Configuration parameters:
- regex_function_name: A regular expression that every ordinary function must match. The default is the same as it is for classes. (See above.)
- regex_nested_name: A regular expression that every nested function must match. The default is the same as it is for classes. (See above.)
-
regex_method_name: A regular expression that
every class method must match. The default is
[a-z]+(_[a-z]+)*
This is all lower-case, underscore separated names. - regex_attribute_name: A regular expression that every class attribute and associated getter/setter must match. The default is the same as it is for classes. (See above.)
Naming scheme for scripts ("naming_scripts")
This rule enforces a consistent naming for all script
files. Note that function files and class files are not
covered by this rule, only pure script files.
Configuration parameters:
- regex_script_name: A regular expression that every script file (without .m extension) must match. The default is the same as it is for classes. (See above.)
Naming scheme for parameters ("naming_parameters")
This rule enforces a consistent naming for input and output
parameters of functions and methods.
Configuration parameters:
- regex_parameter_name: A regular expression that every parameter must match. The default all lower-case with underscores.
Naming scheme for parameters ("naming_enumerations")
This rule enforces a consistent naming enumerations in a class
definition.
Configuration parameters:
- regex_enumeration_name: A regular expression that every enumeration must match. The default is the same as for classes. (See above.)
Non-ASCII characters in source ("unicode")
This rule enforces source files to only contain ASCII
characters.

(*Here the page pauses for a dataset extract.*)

PR #75, opened 2023-03-08
Rename `new` to `from_serial` which ensures valid length

Bargsteen:
## Purpose

Replace `new` with `from_serial` which also checks the length.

This is generally a good idea, because allowing
non-ascii characters creates all sorts of annoying portability
issues.
Configuration parameters:
- enforce_encoding: A string that can be any valid Python encoding to enforce. By default this is "ASCII".
- enforce_encoding_comments: A boolean, by default true. This controls if the rule also checks comments and continuations, not just program text.
Note: currently nothing can be auto-fixed here, but I plan to
add support to automatically convert from one valid encoding
to another. However even then, characters that are outside the
valid set will never be auto-fixed (e.g: it is impossible to
decide if ä should be translated as a or ae or something
else entirely).
Maximum file length ("file_length")
This is configurable with 'file_length'. It is a good idea to keep
the length of your files under some limit since it forces your
project into avoiding the worst spaghetti code.
Configuration parameters:
- file_length: Maximum lines in a file, 1000 by default.
Max characters per line ("line_length")
This is configurable with 'line_length', default is 80. It is a
good idea for readability to avoid overly long lines. This can help
you avoid extreme levels of nesting and avoids having to scroll
around.
Configuration parameters:
- line_length: Maximum characters per line, 80 by default.